As weird as it may sound, the sedation level won't necessarily decide how much insomnia you'll get. I had the worst insomnia on Paroxetine...


----------



## swim (Apr 4, 2011)

paroxetine and fluoxetine don't cause insomnia, citalopram and escitalopram do because they are more activating, zoloft I don't know.


----------



## CD700 (Apr 22, 2010)

They are all ****
Activating VS non- Activating SSRI....someone show me the difference
At the end of the day I know Paxil is what you are after


----------



## hack646 (Jun 11, 2011)

What about SNRIs, tricyclics, and tetracyclics. It think I read somewhere that the latter two classes don't cause insomnia. Are any of those effective for treating GAD?


----------



## istayhome (Apr 4, 2012)

hack646 said:


> What about SNRIs, tricyclics, and tetracyclics. It think I read somewhere that the latter two classes don't cause insomnia. Are any of those effective for treating GAD?


Much less likely to have insomnia. Some people experience a lot of sleepiness on these meds.

I would second that "activating" vs. "non-activating ssri's" is a useless distinction in terms of insomnia everyone will react differently.


----------



## GotAnxiety (Oct 14, 2011)

Don't drink caffeine lexapro is activating as is i had horrible insomia when mixing the 2 as well.


----------



## istayhome (Apr 4, 2012)

what's "activating" to one person will not effect everyone the same way. This is what sucks about SSRI's/SNRI's. I have been on every one of the medications discussed in this thread and my experience vary's wildly from what other posters are reporting.

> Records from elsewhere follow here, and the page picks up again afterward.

PR #222, opened 2017-05-03
Ensure the Calm adapter tries to shut down the right service

alexwlchan:

Get the Calm adapter to shut down correctly. We renamed the service, and now it breaks the Lambda which tries to shut it down. I don't think it's worth making this configurable because the service name should rarely change.

## Who is this change for?

Internal.

- [x] Tests – not required
- [x] Docs – not required
- [x] Spoken to the right people – no external dependencies


alexwlchan:
Rebased against master.

PR #223, opened 2017-05-03
Namespace release files

kenoir:

In order that they can be downloaded more easily (as `aws s3` does not
support wildcards).

## Who is this change for?

Devloper

- [X] Tests?
- [X] Docs?


alexwlchan:
👍 for scripting the creation of a .tfvars file

Issue #225, opened 2017-05-03
IDs shouldn't start with a number


jtweed:
IDs currently can start with a number, but this makes using them as a string harder in certain contexts. Let's put in a rule that the first character has to be a letter.

alexwlchan:
Two parts to this:

- [ ] Modify the existing generator to spit out IDs that don't start with numbers
- [ ] Flush the existing identifiers table

PR #226, opened 2017-05-03
ID minter only generates IDs that start with letters

alexwlchan:

Addresses the first half of #225 – new IDs won't start with a number.

Once this is merged, we'll need to flush the existing tables, as have some existing identifiers that begin with numbers.

## Who is this change for?

End-users who may be using identifiers as strings, for whom a leading numeral is potentially problematic.

- [x] Tests? See unit test in patch
- [x] Docs? Not required.

### DIFF
--- a/id_minter/src/main/scala/uk/ac/wellcome/platform/idminter/utils/Identifiable.scala
+++ b/id_minter/src/main/scala/uk/ac/wellcome/platform/idminter/utils/Identifiable.scala
@@ -16,9 +16,12 @@ object Identifiable {
   def generate = {
     (1 to identifierLength)
       .map(x => x match {
-        // In certain contexts, IDs are used as a string.  This can cause
-        // problems if the first character is a digit, so we have a rule
-        // that the first character must be a letter.
+        // One of the serialization formats of RDF is XML, so for
+        // compatibility, our identifiers have to comply with XML rules.
+        // XML identifiers cannot start with numbers, so we apply the same
+        // rule to the identifiers we generate.
+        //
+        // See: http://stackoverflow.com/a/1077111/1558022
         case 1 => firstCharacterSet(Random.nextInt(firstCharacterSet.length))
         case _ => allowedCharacterSet(Random.nextInt(allowedCharacterSet.length))
       })
--- a/id_minter/src/main/scala/uk/ac/wellcome/platform/idminter/utils/Identifiable.scala
+++ b/id_minter/src/main/scala/uk/ac/wellcome/platform/idminter/utils/Identifiable.scala
@@ -4,12 +4,24 @@ import scala.util.Random
 
 object Identifiable {
   private val identifierLength = 8
-  private val forbiddenLetters = List('o', 'i', 'l', '1')
-  private val letterRange = ('1' to '9') ++ ('a' to 'z')
-  private val letterSet = letterRange.filterNot(forbiddenLetters.contains)
 
-  def generate =
+  private val forbiddenLetters = List('o', 'i', 'l', '1')
+  private val numberRange = ('1' to '9')
+  private val letterRange = ('a' to 'z')
+
+  private val characterSet = numberRange ++ letterRange
+  private val allowedCharacterSet = (characterSet).filterNot(forbiddenLetters.contains)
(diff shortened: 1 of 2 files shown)


id_minter/src/test/scala/uk/ac/wellcome/platform/idminter/utils/IdentifiableTest.scala
```diff
@@ -16,4 +16,15 @@ class IdentifiableTest extends FunSpec with PropertyChecks with Matchers {
     }
   }
 
+  // We have a rule that identifiers can't start with a number, as this
+  // makes them awkward to use as a string in certain contexts.
+  it("should never generate an identifier that starts with a number") {
+    forAll(minSuccessful(100)) { (_: Int) =>
+      {
+        val id = Identifiable.generate
+        assert(!id.head.isDigit)
```
alicefuzier: I slightly prefer using matchers rather than asserts. So something like 
```[scala]
id.head.isDigit should be (false)
```

id_minter/src/test/scala/uk/ac/wellcome/platform/idminter/utils/IdentifiableTest.scala
```diff
@@ -16,4 +16,15 @@ class IdentifiableTest extends FunSpec with PropertyChecks with Matchers {
     }
   }
 
+  // We have a rule that identifiers can't start with a number, as this
+  // makes them awkward to use as a string in certain contexts.
+  it("should never generate an identifier that starts with a number") {
```
alicefuzier: Not sure what everyone thinks, but I think we should have one comment either in the test or in the actual code explaining why we do this. Not in both places as it is harder to ensure we keep things up to date. I personally prefer it being in tests as one of the purposes of tests should be documentation

id_minter/src/main/scala/uk/ac/wellcome/platform/idminter/utils/Identifiable.scala
```diff
@@ -4,12 +4,24 @@ import scala.util.Random
...
+  private val characterSet = numberRange ++ letterRange
+  private val allowedCharacterSet = (characterSet).filterNot(forbiddenLetters.contains)
+  private val firstCharacterSet = allowedCharacterSet.filterNot(numberRange.contains)
 
-  def generate =
+  def generate = {
     (1 to identifierLength)
-      .map(_ => letterSet(Random.nextInt(letterSet.length)))
+      .map(x => x match {
+        // In certain contexts, IDs are used as a string.  This can cause
```
alicefuzier: It doesn't really have to do with IDs as strings, but as IDs used in XML. As one of the serialization formats of RDF is XML, it has to comply to XML rules. Apparently rules for XML IDs are that they cannot start with numbers: http://stackoverflow.com/questions/1077084/what-characters-are-allowed-in-dom-ids . As an example, Jena - one of the RDF frameworks - just assumes that everything in the model follows this rule, so it ignores numbers at the beginning of ids (crappy behavior, I know)

id_minter/src/test/scala/uk/ac/wellcome/platform/idminter/utils/IdentifiableTest.scala
alexwlchan: 👍

I’ve taken a habit from Python – you generally refer to boolean results explicitly – but you’re right, consistency with the existing code should win out here.

alicefuzier: Actually scalatest matchers support regex so you can write something like
```[scala]
id should not startWith regex "[0-9]"
```

id_minter/src/test/scala/uk/ac/wellcome/platform/idminter/utils/IdentifiableTest.scala
alexwlchan: 👍 for comment in only one place. I prefer the comment alongside the code, so that it’s all in one place, rather than split across multiple tests – although I don’t think it makes a lot of difference.

alexwlchan:
Rebased against master, review markups made.

alexwlchan:
I’ll merge #227, rebase against updated master, then merge this once tests pass.

PR #227, opened 2017-05-03
Update the JSON-LD context

### LINKED ISSUE #132: Ensure JSON-LD context is up to date and valid
Update `context.json` to latest mapping (see below).

We also need to fix the `@context` value, as on live it's coming through as:

`https://app:8888/catalogue/v0/context.json`

instead of:

`https://api.wellcomecollection.org/catalogue/v0/context.json`

alexwlchan:

Update `context.json` to the latest mapping, per #132. Fixes the `@context` value on API responses. See https://api.wellcomecollection.org/catalogue/v0/works/2bp9dawj for an example.

Resolves #132.

## Who is this change for?

Users of the API.

- [x] Tests? Not required.
- [x] Docs? Not required.

### DIFF
--- a/api/src/main/scala/uk/ac/wellcome/platform/api/utils/ApiRequestUtils.scala
+++ b/api/src/main/scala/uk/ac/wellcome/platform/api/utils/ApiRequestUtils.scala
@@ -11,9 +11,21 @@ object ApiRequestUtils {
       case _ => "http"
     }
 
-    val hostHeader = request.host match {
-      case Some(host) => host
-      case _ => throw new BadRequestException("Host header not set")
+    // Most users will access our API through a DNS record that comes through
+    // https://api.wellcomecollection.org.  I can't find a way to detect
+    // the DNS name through the request headers, so just hard-code it if we
+    // detect the request came through ELB.
+    //
+    // Specifically, we look for a header that is added to all ELB requests:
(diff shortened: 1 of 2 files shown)


alexwlchan:
Rebased against master; will merge once tests pass.

api/src/main/scala/uk/ac/wellcome/platform/api/utils/ApiRequestUtils.scala
```diff
@@ -11,9 +11,21 @@ object ApiRequestUtils {
...
-      case Some(host) => host
-      case _ => throw new BadRequestException("Host header not set")
+    // Most users will access our API through a DNS record that comes through
+    // https://api.wellcomecollection.org.  I can't find a way to detect
+    // the DNS name through the request headers, so just hard-code it if we
+    // detect the request came through ELB.
+    //
+    // Specifically, we look for a header that is added to all ELB requests:
+    // http://docs.aws.amazon.com/elasticloadbalancing/latest/application/load-balancer-request-tracing.html
+    val hostHeader: String = request.headerMap.get("X-Amzn-Trace-Id") match {
```
kenoir: Might it make more sense to have the DNS name in config (and defaulted to localhost)?

kenoir: Like this -> https://github.com/wellcometrust/platform-api/pull/228

PR #231, opened 2017-05-04
Update context.json

jtweed:
Wrap array of contexts in a context object, to match the JSON-LD spec.

Make the JSON-LD context valid

## Who is this change for?

Those consuming the API as Linked Data

- [ X] Tests?
- [ X] Docs?
- [X ] Spoken to the right people?

### DIFF
--- a/api/src/main/resources/context.json
+++ b/api/src/main/resources/context.json
@@ -1,26 +1,28 @@
-[
-  {
-    "@context": {
-      "@base": "http://id.wellcomecollection.org/",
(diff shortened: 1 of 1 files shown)


jtweed:
Actually going to change this again. The spec is really unclear, but I think I can remove the `@context` within each array item.

jtweed:
Sorry, missed the question around validation. I think some wider validation tests that check responses can be processed with the context would be useful.

Issue #234, opened 2017-05-04
Naming things is a Hard Problem™


alexwlchan:
We have a class called `UnifiedItem` that represents the JSON-LD type `Work`. There will also be a (different) JSON-LD type `Item`. Letting these names stand will obviously be fine and not be the cause of any hilarious bugs.

Let's sort out the naming.

* [x] Rename the existing `UnifiedItem` type to `Work`.
* [x] Rename the Elasticsearch indices to that works live in an index called "works".
* [x] Add a Jackson annotation so that serialising `Work` to a JSON object includes `"type": "work"`.

alexwlchan:
I’ve updated our `.tfvars` file in S3 to point everything at a new "works" index. This will shortly cause the API to be pointing at an empty index, but that's okay, because it gives us a good test of #194 – do we see 18941 records after we've reingested everything?

alexwlchan:
And I’ve deleted the old index. *waits for everything to migrate over*

PR #235, opened 2017-05-04
/s/UnifiedItem/Work

alexwlchan:
This renames all our references to "UnifiedItem" to "Work". Essentially just the result of running

```console
$ sed -ie 's/UnifiedItem/Work/g' **/*.scala
```

over the codebase, and renaming a small number of files.

The change is for developers working on the API – this means that our internal class names match the types we're sending in JSON-LD.

This addresses the first part of #234 – I’ll put the Jackson and Elasticsearch changes in a separate patch.


kenoir:
@alexwlchan CI fail is because:

```
... /ingestor/services/IdentifiedWorkIndexerTest.scala:29: reassignment to val
```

Lexapro had no effects for me, definitely not insomnia.
Paxil increased my anxiety a ten fold an I couldn't sleep for two weeks, I finally quit when I start hallucinating from lack of sleep.
fluvoxamine again had no effects for me, maybe a little more daytime tiredness
fluoxetine neutral, no effects
Citalopram neutral, no effects
Sertraline neutral, no effects
Vilazodone wow, I actually haven't tried one!

I don't even understand what "activating" and "non-activating" refers to. Is it a medical term? Even if it is I don't see how it refers to insomnia as a side effect. If a drug "activates" you then what, you feel the compulsion to be more active and if it is "non-activating," then you do not feel anymore compelled to be active? What is everyone talking about? Have I just overlooked this throughout all of my research?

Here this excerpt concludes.